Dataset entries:
= = = =
PR #3639, opened 2024-03-07

csigs:


gcampbell-msft:
Relevant link: https://ceapex.visualstudio.com/CEINTL/_workitems/edit/968075

gcampbell-msft:
So much of this PR is already localized, I think we'll get unmanageable if we don't go ahead and merge this so that future loc PR's are smaller. Approving and merging.

gcampbell-msft (approved):

PR #3652, opened 2024-03-13
Properly set up environment for MSYS toolchains

Steelskin:
### This changes the environment for MSYS toolchains

- Set `MSYSTEM`, `MSYSTEM_PREFIX` environment variables for MSYS installations.
- Override `PATH` to prepend the MSYS paths.

## Other Notes/Information

This mimics the way MSYS sets up the environment with MSYS shells. In particular, it is necessary for the MSYS binaries to take precedence over the rest of the system or many packages may not be configured properly. For instance, if another MSYS installation is set up in `PATH`, some projects may erroneously use the wrong `sh` binary, resulting in incorrect paths during setup.

### DIFF
--- a/src/kit.ts
+++ b/src/kit.ts
@@ -304,26 +304,48 @@ function isMingw(bin: string): boolean {
 }
 
 async function asMingwKit(bin: string, kit: Kit): Promise<Kit> {
+    // Attempt to derive the MSYS environment name from the compiler prefix.
+    // See https://www.msys2.org/docs/environments/
+    const PREFIX_TO_ENVIRONMENT = new Map<string, string>([
+        ['/usr', 'MSYS'],
+        ['/ucrt64', 'UCRT64'],
+        ['/clang64', 'CLANG64'],
+        ['/clangarm64', 'CLANGARM64'],
+        ['/clang32', 'CLANG32'],
+        ['/mingw64', 'MINGW64'],
+        ['/mingw32', 'MINGW32'],
+    ]);
+
     const binParentPath = path.dirname(bin);
+    const prefixPath = path.dirname(binParentPath);
+    const msysPrefix = '/' + path.basename(prefixPath);
+    const msysEnvironment = PREFIX_TO_ENVIRONMENT.get(msysPrefix);
     const mingwMakePath = path.join(binParentPath, 'mingw32-make.exe');
     const mingwMakeExists = await fs.exists(mingwMakePath);
 
-    // During a scan, binParentPath must be a directory already in the PATH.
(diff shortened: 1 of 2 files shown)


src/kit.ts
```diff
@@ -304,26 +304,48 @@ function isMingw(bin: string): boolean {
...
-    kit.environmentVariables = { CMT_MINGW_PATH: ENV_PATH };
+    // binParentPath may not already be in the PATH (for instance, scanning
+    // was done from the "additionalCompilerSearchDirs" property). In addition,
+    // in order to prevent problems during cmake configuration, we should make
+    // sure that the MSYS paths are set before the rest of the path. In
+    // particular, this can be a problem for setups with multiple MSYS
+    // installations. In order to limit the scope of the environment variable,
+    // we only override the PATH if the MSYS environment is known.
+    if (msysEnvironment === undefined) {
+        kit.environmentVariables = { CMT_MINGW_PATH: `${binParentPath}` };
```
gcampbell-msft, line 334: What are the differences between `MT_MINGW_PATH` and `CMT_MINGW_PATH`? At a glance, it seems like it should be the same key.

src/kit.ts
```diff
@@ -304,26 +304,48 @@ function isMingw(bin: string): boolean {
...
+            MSYSTEM: `${msysEnvironment}`,
+            MSYSTEM_PREFIX: `${msysPrefix}`,
+            PATH: `${binParentPath}` + ';' + `${msysBinPath}` + ';${env:PATH}',
+        };
+    }
 
     if (mingwMakeExists) {
         // Check for working mingw32-make
-        const execMake = await proc.execute(mingwMakePath, ['-v'], null, { environment: { PATH: ENV_PATH }, timeout: 30000 }).result;
+        const execMake = await proc.execute(mingwMakePath, ['-v'], null, { environment: { PATH: `${binParentPath}` }, timeout: 30000 }).result;
```
gcampbell-msft, line 348: Should we use an environment from the kit? Maybe `kit.environmentVariables[CMT_MINGW_PATH]`? 

This may make future maintenance easier.

gcampbell-msft (changes requested):
Overall this looks like a reasonable change 👍, just a couple of comments a requested changes. Also, please make a CHANGELOG update and feel free to give yourself credit following the pattern already set in the CHANGELOG file.

src/kit.ts
Steelskin: Done.

Steelskin:
Thanks! I added myself to the changelog too.

gcampbell-msft (approved):

PR #3653, opened 2024-03-13
Show cmake output when version probe fails

geertj:
### This improves debuggability for users when the cmake version probe fails.

- When CMake Tools starts up, it tries to get information about the installed cmake version by executing the `cmake` binary. If the cmake invocation fails with a non-zero exit status, this change logs any standard output and standard error output.

### DIFF
--- a/src/proc.ts
+++ b/src/proc.ts
@@ -102,6 +102,7 @@ export interface ExecutionOptions {
     outputEncoding?: string;
     overrideLocale?: boolean;
     timeout?: number;
+    showOutputOnError?: boolean;
 }
 
 export function buildCmdStr(command: string, args?: string[]): string {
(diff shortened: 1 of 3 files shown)


geertj:
@microsoft-github-policy-service agree company="Amazon"

geertj:
(Apologies if it seemed like I was trying to merge this. I had imagined that the "Rebase" button would rebase the PR not merge this into main.)

src/proc.ts
```diff
@@ -207,6 +208,16 @@ export function execute(command: string, args?: string[], outputConsumer?: Outpu
                 } else {
                     log.warning(localize({key: 'process.exit', comment: ['The space before and after all placeholders should be preserved.']}, 'The command: {0} exited with code: {1}', `${cmdstr}`, `${code}`));
                 }
+                if (options?.showOutputOnError) {
+                    if (stdout_acc) {
+                        const output = '> ' + stdout_acc.trimEnd().replace(/\n/g, '\n> ');
+                        log.warning(localize('process.exit.stdout', 'Command output on standard out:\n{0}', `${output}`));
+                    }
+                    if (stderr_acc) {
+                        const output = '> ' + stderr_acc.trimEnd().replace(/\n/g, '\n> ');
```
gcampbell-msft, line 217: I think that if we're going to inject newlines, it would be good to include tabs so that it looks good in the output window. Or, just let it print by itself, especially in the log.warning call. Our loggers add `[proc]` to the beginning of the message, or a tab to ensure it's clear. I would say line 217 is fine, but 218 we shouldn't put the newline in.

gcampbell-msft:
@geertj Just a couple small changes, please also add a CHANGELOG update. Thanks! Overall this looks like a good change!

gcampbell-msft (changes requested):
See other comments for small changes requested.

src/proc.ts
geertj: I was inserting that prefix because some of our error messages are multi-line. I'm not sure how common this is, so maybe we should just go with the simplest approach and let it print by itself per one of your suggestions:

```
[proc] The command: [...]/cmake-wrapper --version exited with code: 1
[proc] Command output on standard error:
> First line of multi-line error message.
> Second line of multi-line error message.
```

New output:
```
[proc] The command: [...]/cmake-wrapper --version exited with code: 1
[proc] Command output on standard error: First line of multi-line error message.
Second line of multi-line error message.
```

Happy to add a tab or other prefix to second and later lines you prefer.

gcampbell-msft: I think that if it's easy enough, it'd be best to add tabs to second or later lines. However, if you think this is risky, I'm okay without it. Approving now but feel free to make that change as well.

gcampbell-msft (approved):

src/proc.ts
geertj: That's an easy change, updated!

gcampbell-msft (approved):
= = = =
PROBLEM REQUIREMENTS → Exactness is what counts here: write out every record again.

ANSWER AREA →
PR #3639, opened 2024-03-07

csigs:


gcampbell-msft:
Relevant link: https://ceapex.visualstudio.com/CEINTL/_workitems/edit/968075

gcampbell-msft:
So much of this PR is already localized, I think we'll get unmanageable if we don't go ahead and merge this so that future loc PR's are smaller. Approving and merging.

gcampbell-msft (approved):

PR #3652, opened 2024-03-13
Properly set up environment for MSYS toolchains

Steelskin:
### This changes the environment for MSYS toolchains

- Set `MSYSTEM`, `MSYSTEM_PREFIX` environment variables for MSYS installations.
- Override `PATH` to prepend the MSYS paths.

## Other Notes/Information

This mimics the way MSYS sets up the environment with MSYS shells. In particular, it is necessary for the MSYS binaries to take precedence over the rest of the system or many packages may not be configured properly. For instance, if another MSYS installation is set up in `PATH`, some projects may erroneously use the wrong `sh` binary, resulting in incorrect paths during setup.

### DIFF
--- a/src/kit.ts
+++ b/src/kit.ts
@@ -304,26 +304,48 @@ function isMingw(bin: string): boolean {
 }
 
 async function asMingwKit(bin: string, kit: Kit): Promise<Kit> {
+    // Attempt to derive the MSYS environment name from the compiler prefix.
+    // See https://www.msys2.org/docs/environments/
+    const PREFIX_TO_ENVIRONMENT = new Map<string, string>([
+        ['/usr', 'MSYS'],
+        ['/ucrt64', 'UCRT64'],
+        ['/clang64', 'CLANG64'],
+        ['/clangarm64', 'CLANGARM64'],
+        ['/clang32', 'CLANG32'],
+        ['/mingw64', 'MINGW64'],
+        ['/mingw32', 'MINGW32'],
+    ]);
+
     const binParentPath = path.dirname(bin);
+    const prefixPath = path.dirname(binParentPath);
+    const msysPrefix = '/' + path.basename(prefixPath);
+    const msysEnvironment = PREFIX_TO_ENVIRONMENT.get(msysPrefix);
     const mingwMakePath = path.join(binParentPath, 'mingw32-make.exe');
     const mingwMakeExists = await fs.exists(mingwMakePath);
 
-    // During a scan, binParentPath must be a directory already in the PATH.
(diff shortened: 1 of 2 files shown)


src/kit.ts
```diff
@@ -304,26 +304,48 @@ function isMingw(bin: string): boolean {
...
-    kit.environmentVariables = { CMT_MINGW_PATH: ENV_PATH };
+    // binParentPath may not already be in the PATH (for instance, scanning
+    // was done from the "additionalCompilerSearchDirs" property). In addition,
+    // in order to prevent problems during cmake configuration, we should make
+    // sure that the MSYS paths are set before the rest of the path. In
+    // particular, this can be a problem for setups with multiple MSYS
+    // installations. In order to limit the scope of the environment variable,
+    // we only override the PATH if the MSYS environment is known.
+    if (msysEnvironment === undefined) {
+        kit.environmentVariables = { CMT_MINGW_PATH: `${binParentPath}` };
```
gcampbell-msft, line 334: What are the differences between `MT_MINGW_PATH` and `CMT_MINGW_PATH`? At a glance, it seems like it should be the same key.

src/kit.ts
```diff
@@ -304,26 +304,48 @@ function isMingw(bin: string): boolean {
...
+            MSYSTEM: `${msysEnvironment}`,
+            MSYSTEM_PREFIX: `${msysPrefix}`,
+            PATH: `${binParentPath}` + ';' + `${msysBinPath}` + ';${env:PATH}',
+        };
+    }
 
     if (mingwMakeExists) {
         // Check for working mingw32-make
-        const execMake = await proc.execute(mingwMakePath, ['-v'], null, { environment: { PATH: ENV_PATH }, timeout: 30000 }).result;
+        const execMake = await proc.execute(mingwMakePath, ['-v'], null, { environment: { PATH: `${binParentPath}` }, timeout: 30000 }).result;
```
gcampbell-msft, line 348: Should we use an environment from the kit? Maybe `kit.environmentVariables[CMT_MINGW_PATH]`? 

This may make future maintenance easier.

gcampbell-msft (changes requested):
Overall this looks like a reasonable change 👍, just a couple of comments a requested changes. Also, please make a CHANGELOG update and feel free to give yourself credit following the pattern already set in the CHANGELOG file.

src/kit.ts
Steelskin: Done.

Steelskin:
Thanks! I added myself to the changelog too.

gcampbell-msft (approved):

PR #3653, opened 2024-03-13
Show cmake output when version probe fails

geertj:
### This improves debuggability for users when the cmake version probe fails.

- When CMake Tools starts up, it tries to get information about the installed cmake version by executing the `cmake` binary. If the cmake invocation fails with a non-zero exit status, this change logs any standard output and standard error output.

### DIFF
--- a/src/proc.ts
+++ b/src/proc.ts
@@ -102,6 +102,7 @@ export interface ExecutionOptions {
     outputEncoding?: string;
     overrideLocale?: boolean;
     timeout?: number;
+    showOutputOnError?: boolean;
 }
 
 export function buildCmdStr(command: string, args?: string[]): string {
(diff shortened: 1 of 3 files shown)


geertj:
@microsoft-github-policy-service agree company="Amazon"

geertj:
(Apologies if it seemed like I was trying to merge this. I had imagined that the "Rebase" button would rebase the PR not merge this into main.)

src/proc.ts
```diff
@@ -207,6 +208,16 @@ export function execute(command: string, args?: string[], outputConsumer?: Outpu
                 } else {
                     log.warning(localize({key: 'process.exit', comment: ['The space before and after all placeholders should be preserved.']}, 'The command: {0} exited with code: {1}', `${cmdstr}`, `${code}`));
                 }
+                if (options?.showOutputOnError) {
+                    if (stdout_acc) {
+                        const output = '> ' + stdout_acc.trimEnd().replace(/\n/g, '\n> ');
+                        log.warning(localize('process.exit.stdout', 'Command output on standard out:\n{0}', `${output}`));
+                    }
+                    if (stderr_acc) {
+                        const output = '> ' + stderr_acc.trimEnd().replace(/\n/g, '\n> ');
```
gcampbell-msft, line 217: I think that if we're going to inject newlines, it would be good to include tabs so that it looks good in the output window. Or, just let it print by itself, especially in the log.warning call. Our loggers add `[proc]` to the beginning of the message, or a tab to ensure it's clear. I would say line 217 is fine, but 218 we shouldn't put the newline in.

gcampbell-msft:
@geertj Just a couple small changes, please also add a CHANGELOG update. Thanks! Overall this looks like a good change!

gcampbell-msft (changes requested):
See other comments for small changes requested.

src/proc.ts
geertj: I was inserting that prefix because some of our error messages are multi-line. I'm not sure how common this is, so maybe we should just go with the simplest approach and let it print by itself per one of your suggestions:

```
[proc] The command: [...]/cmake-wrapper --version exited with code: 1
[proc] Command output on standard error:
> First line of multi-line error message.
> Second line of multi-line error message.
```

New output:
```
[proc] The command: [...]/cmake-wrapper --version exited with code: 1
[proc] Command output on standard error: First line of multi-line error message.
Second line of multi-line error message.
```

Happy to add a tab or other prefix to second and later lines you prefer.

gcampbell-msft: I think that if it's easy enough, it'd be best to add tabs to second or later lines. However, if you think this is risky, I'm okay without it. Approving now but feel free to make that change as well.

gcampbell-msft (approved):

src/proc.ts
geertj: That's an easy change, updated!

gcampbell-msft (approved):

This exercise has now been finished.